If a line in the entries contains the word "provided", list it.

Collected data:
________________________

PR #114, opened 2026-07-15
feat: module limits

mobaetzel:
# Ticket
- OP#200
- OP#234
- OP#237


app/src/modules/process/pages/details/process-details-page.tsx
```diff
@@ -85,10 +85,19 @@ import {useProcessExport} from '../../../../hooks/use-process-export';
 import {ProcessVersionsDialog} from '../../dialogs/process-versions-dialog';
 import {NodeProblemsAlert} from '../../components/node-problems-alert';
 import {ProcessPublishDialog} from '../../dialogs/process-publish-dialog';
+import {getProcessNodeLimit, isFormModuleEnabled, isProcessNodeTypeUnlimited} from '../../../../utils/module-flags';
 
 export const SHOW_ERRORS_ROUTER_STATE = 'show-errors-on-load';
 
+const FORM_PLUGIN_KEY = 'de.aivot.form';
 const PROCESS_DETAILS_PAGE_SKELETON_DELAY = 250;
+// Obsolet, use ProviderTypeStyles instead
```
danielkratz: This comment mentions implicitly that PROCESS_NODE_TYPE_LABELS should not be used anymore. Just form them to be used in new code a 100 rows further down? Maybe clarify this comment (which includes a typo btw) or update the usage.

app/src/shells/customer/customer-shell-router.tsx
danielkratz, line 1: As we discussed in the team disabling the forms module will not automatically result in no homepage being shown or a 404 as the same page will be the entrypoint for the portals. And even if neither Portals or Forms are active we should show a page explaining that there is a Gover instance under this domain. This is a UX best practice so that user who mistakenly get directed to the root domain are not confused with an error message. So since this would be temporary I'm not sure if it's worth to add in the first place.

backend/src/main/java/de/aivot/gover/backend/plugins/form/FormModuleWebMvcConfiguration.java
```diff
@@ -0,0 +1,45 @@
...
+    }
+
+    private record FormModuleInterceptor(@Nonnull GoverConfig goverConfig) implements HandlerInterceptor {
+        @Override
+        public boolean preHandle(@Nonnull HttpServletRequest request,
+                                 @Nonnull HttpServletResponse response,
+                                 @Nonnull Object handler) throws Exception {
+            if (!goverConfig.isFormModuleEnabled()) {
+                // Disabled public form URLs should look absent so external callers cannot depend on a hidden module.
+                throw ResponseException.notFound();
```
danielkratz, line 39: As we discussed in the team disabling the forms module will not automatically result in no homepage being shown or a 404 as the same page will be the entrypoint for the portals. And even if neither Portals or Forms are active we should show a page explaining that there is a Gover instance under this domain. This is a UX best practice so that user who mistakenly get directed to the root domain are not confused with an error message. So since this would be temporary I'm not sure if it's worth to add in the first place.

backend/src/main/resources/application.yml
```diff
@@ -213,6 +213,12 @@ gover:
   maxSubmissionCopyRetryCount: 3
   bootstrapAdminMail: "${GOVER_BOOTSTRAP_ADMIN_MAIL:}"
   registryHostname: "${GOVER_TEMPLATE_REGISTRY_URL:}"
+  moduleFlags: "${GOVER_MODULE_FLAGS:form,process,portal}"
+  processNodeLimits:
```
danielkratz, line 207: This suggests the process basic limits are the default? If I remember correctly we talked about the default limits and preferred the default to be unlimited. The background being that the limits only target a small part of the user base and the process basic limits as a default would not match the moduleFlags defaults.

danielkratz (changes requested):

app/src/modules/process/pages/details/process-details-page.tsx
mobaetzel: My intention was to signal that we should change this in the future because it is not mission critical right now.

backend/src/main/java/de/aivot/gover/backend/plugins/form/FormModuleWebMvcConfiguration.java
mobaetzel: I've added a new index page for this use case

backend/src/main/resources/application.yml
mobaetzel: As long as the process module flag is the default of the flags, these limits never take effect. i've already configured them to make future deployments easier.

danielkratz (approved):

danielkratz (approved):

PR #127, opened 2026-07-28
chore: upgrade frontend Vite toolchain to Vite 8

danielkratz:
Upgrades the frontend Vite toolchain from Vite 7 to Vite 8 while keeping TypeScript on 5.8.x.

This moves the production build onto Vite 8’s Rolldown-based pipeline and updates the related Vite plugins.

## Changes

- Upgraded:
  - `vite` from `7.3.6` to `8.1.5`
  - `@vitejs/plugin-react` from `4.x` to `6.x`
  - `vite-plugin-svgr` from `4.x` to `5.x`
  - `vite-plugin-checker` from `0.10.x` to `0.11.x`
- Kept `typescript` unchanged at `5.8.x`.
- Switched TypeScript module resolution from `node` to `bundler`.
- Simplified the React plugin config in the Vite and Vitest configs by removing the old Emotion/Babel options.
- Updated Monaco worker imports to use explicit `.js` file paths compatible with Rolldown resolution.
- Replaced private/deep type imports from MUI packages with public package exports.
- Removed local Altcha type declarations that now conflict with the package-provided types.
- Declared required peer dependencies explicitly:
  - `monaco-editor`
  - `yjs`
  - `@testing-library/dom`
  - `@typescript-eslint/parser`
- Added an override for `@napi-rs/wasm-runtime@1.1.6` to keep `npm ci` stable with Rolldown’s optional WASM dependency tree.

## Notes

This does not migrate the project to TypeScript 7. Vite 8’s Rust/Rolldown/Oxc-based improvements affect bundling and transpilation, while type checking still runs through the existing TypeScript 5.8 setup.

`moduleResolution: "bundler"` is intentional for Vite compatibility. It surfaced a few private package imports, which were replaced with public exports or explicit file paths.

## Verification

- `npm ci --dry-run`
- `npm run typecheck`
- `npm run test`
- `npm run build:customer`
- `npm run build:staff`


danielkratz:
After reviewing the browser compatibility implications of the Vite 8 upgrade and aligning with Product Management, I added the build target explicitly to both Vite configurations.

Our publicly communicated compatibility remains the latest three versions of Chrome, Edge, Firefox, and Safari. Technically, the production builds use Vite’s `baseline-widely-available` target. Making this explicit documents that distinction and highlights that the resolved Baseline may change with future Vite upgrades.

I also removed the existing Browserslist configuration because it is currently not consumed by any tool and does not control Vite’s build output. With the current Vite version, these changes do not alter the generated output; they clarify the intended configuration and prevent conflicting browser-support definitions.

mobaetzel (approved):

mobaetzel (approved):

PR #128, opened 2026-08-03
feature: standardize temporal data and application timezone handling

danielkratz:
This PR standardizes how Gover represents, transports, stores, and displays temporal values.

It removes implicit browser, JVM, and database timezone assumptions and establishes explicit contracts for calendar dates, local times, and absolute instants.

## Changes

- Introduce shared temporal utilities and a configurable business clock.
- Require absolute timestamps to contain `Z` or an explicit numeric offset.
- Serialize instants using the offset of the configured application timezone.
- Preserve empty timestamp strings as `null` for compatibility with existing form payloads.
- Represent calendar dates and local times without artificial timezone information.
- Replace frontend `Date` handling with typed ISO values and Luxon-based MUI pickers.
- Resolve and display absolute instants consistently in the application timezone.
- Add explicit Date, Time, and DateTime support to Low Code and NoCode APIs.
- Add temporal creation, formatting, extraction, combination, and comparison operators.
- Model deputy assignments as inclusive calendar-date ranges.
- Align mail, PDF, development example, and destination payload formatting with the new contracts.
- Add coverage for timezone offsets, DST gaps and overlaps, precision, serialization, validation, and deputy ranges.

OP#990


backend/src/main/java/de/aivot/gover/backend/plugins/core/v1/nodes/actions/ApprovalActionNodeV1.java
```diff
@@ -393,7 +394,10 @@ public Optional<ProcessNodeExecutionResult> onEventFromStaffTaskView(@Nonnull Pr
         nodeData.put(OUTPUT_DECISION, decision);
         nodeData.put(OUTPUT_REMARK, remarkText);
         nodeData.put(OUTPUT_PROCESSED_BY_USER_ID, context.getCallingUser().getId());
-        nodeData.put(OUTPUT_PROCESSED_AT, IsoTimestampUtils.nowUtc());
+        nodeData.put(
+                OUTPUT_PROCESSED_AT,
+                IsoTimestampUtils.nowWithOffset(ApplicationTimeZone.getZoneId())
+        );
```
mobaetzel: The nodeData is converted via the instance of the `ObjectMapperFactory` inside the `JsonObjectConverter`, which is the registered converter for the `nodeData` inside the `ProcessInstanceTaskView`. The `objectMapper` produced by the `ObjectMapperFactory` utilizes the `ApplicationTimeZoneInstantSerializer` to serialize `Instant.class`. Is this creation of a string-iso-timestamp when writing Instants to later-serialized-JSON-data required? It should be sufficient, to store an Instant in a dataset and then let the `JsonObjectConverter` respectively the instance of the `ObjectMapperFactory` to do its thing, doesn't it? This is not specific to these lines of code, more a general questions on how to handle Instants when working with them in a serialized object.

backend/src/main/java/de/aivot/gover/backend/utils/IsoTimestampUtils.java
```diff
@@ -3,55 +3,56 @@
...
-    public static String toUtcString(@Nonnull Instant value) {
-        return value.toString();
+    public static String nowWithOffset(@Nonnull ZoneId zoneId) {
+        return toOffsetString(Instant.now(), zoneId);
     }
 
     @Nonnull
-    public static String toUtcString(@Nonnull LocalDateTime value) {
-        return value.atOffset(ZoneOffset.UTC).toInstant().toString();
+    public static String toOffsetString(@Nonnull Instant value, @Nonnull ZoneId zoneId) {
```
mobaetzel, line 44: This method is often called with `ApplicationTimeZone.getZoneId()` as the zone id, maybe an overload without the zoneId could simplify some calls of this where when no zoneId is given, the default `ApplicationTimeZone.getZoneId()` is used.

backend/src/main/java/de/aivot/gover/backend/plugins/core/v1/javascript/DataObjectJavascriptV1.java
```diff
@@ -257,8 +259,8 @@ public ProxyObject update(@Nullable String schemaKey, @Nullable String itemId, @
     private static Map<String, Object> getItemData(@Nonnull DataObjectItemEntity entity) {
         var data = entity.getData();
         data.put("$id", entity.getId());
-        data.put("$created", entity.getCreated().toString());
-        data.put("$updated", entity.getUpdated().toString());
+        data.put("$created", IsoTimestampUtils.toOffsetString(entity.getCreated(), ApplicationTimeZone.getZoneId()));
+        data.put("$updated", IsoTimestampUtils.toOffsetString(entity.getUpdated(), ApplicationTimeZone.getZoneId()));
```
mobaetzel: Instead of always using the stringification of the entity timestamps, we could extend the method `mapToProxyObject` of the `JavascriptEngine` to handle Instants correctly by converting them to offset strings.

app/package.json
```diff
@@ -43,6 +43,7 @@
     "leaflet": "^1.9.4",
     "libphonenumber-js": "^1.13.8",
     "monaco-editor": "^0.52.2",
+    "luxon": "^3.7.2",
```
mobaetzel, line 44: I reckon, that this is the replacement for date-fns. I also reckon that removing the existing usages of date-fns is a huge chunk of work and should be done separately. We should add a clean-up task to the project management to do this before releasing version 5.

mobaetzel (changes requested):

backend/src/main/java/de/aivot/gover/backend/plugins/core/v1/nodes/actions/ApprovalActionNodeV1.java
danielkratz: Yes, that is correct. In general, we should keep temporal values as Instant in Java object graphs and let the configured ObjectMapper handle their JSON representation at the serialization boundary. For untyped Map<String, Object> data, the value will be read back as a string unless a typed target is provided, but there is no need to convert it before serialization. I changed this accordingly as ManualActionNodeV1 and DataChangeActionNodeV1 already handle processedAt the same way.

backend/src/main/java/de/aivot/gover/backend/utils/IsoTimestampUtils.java
danielkratz: Good suggestion. I added a toOffsetString(Instant) overload that defaults to the configured ApplicationTimeZone and updated the corresponding call sites. The existing overload accepting a ZoneId remains available for contexts that intentionally use a different zone, such as the business-time calls in DateJavascriptV1.

backend/src/main/java/de/aivot/gover/backend/plugins/core/v1/javascript/DataObjectJavascriptV1.java
danielkratz: I moved the Instant conversion into JavascriptEngine.mapToProxyObject and collectionToProxyArray, so timestamps remain typed until they cross the JavaScript boundary. I removed the explicit formatting from DataObjectJavascriptV1 and the equivalent code in CodeListJavascriptV1.

app/package.json
danielkratz: You are right that the migration was initially sizable. I had put the library cleanup on my mental todo list when introducing Luxon, but forgot to complete it. On this branch, however, nearly everything had already been migrated: compared to 38 source files on milestone/5.0.0, only six isolated usages remained. I migrated those remaining usages, added targeted tests for relative formatting and DST-sensitive dismissal behavior, and removed both date-fns dependencies.

mobaetzel (approved):

PR #156, opened 2026-09-01
feature: comunication provider

mobaetzel:
# Description
Adding communication providers to the system.


app/public/apple-touch-icon.png
danielkratz: Why were these files removed? These are the favicon and app icon for Prosuna and the PWA, which are still needed. This goes beyond the scope of a department theme.

app/public/favicon.ico
danielkratz: See comment on apple-touch-icon.

app/src/components/meta-element/meta-element.tsx
```diff
@@ -27,20 +30,6 @@ export function MetaElement({faviconUrl, title, titlePrefix}: MetaElementProps)
                 content="Prosuna – Die quelloffene Plattform für Ende-zu-Ende digitalisierte Verwaltungsprozesse. (prosuna.de)"
             />
 
-            <link
-                key="apple-touch-icon"
-                rel="apple-touch-icon"
-                sizes="180x180"
-                href={`${import.meta.env.BASE_URL}/apple-touch-icon.png`}
```
danielkratz: I definitely understand the reasoning here, but I think the best approach would be to separate the staff application from the customer pages. While the staff app does use the theme’s colors, the logo isn’t used at all, and the PWA requires an app icon. Prosuna, as an application, should continue to appear and be branded as Prosuna.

________________________

▸ **Response for this exercise**:
- Removed local Altcha type declarations that now conflict with the package-provided types.
danielkratz: Yes, that is correct. In general, we should keep temporal values as Instant in Java object graphs and let the configured ObjectMapper handle their JSON representation at the serialization boundary. For untyped Map<String, Object> data, the value will be read back as a string unless a typed target is provided, but there is no need to convert it before serialization. I changed this accordingly as ManualActionNodeV1 and DataChangeActionNodeV1 already handle processedAt the same way.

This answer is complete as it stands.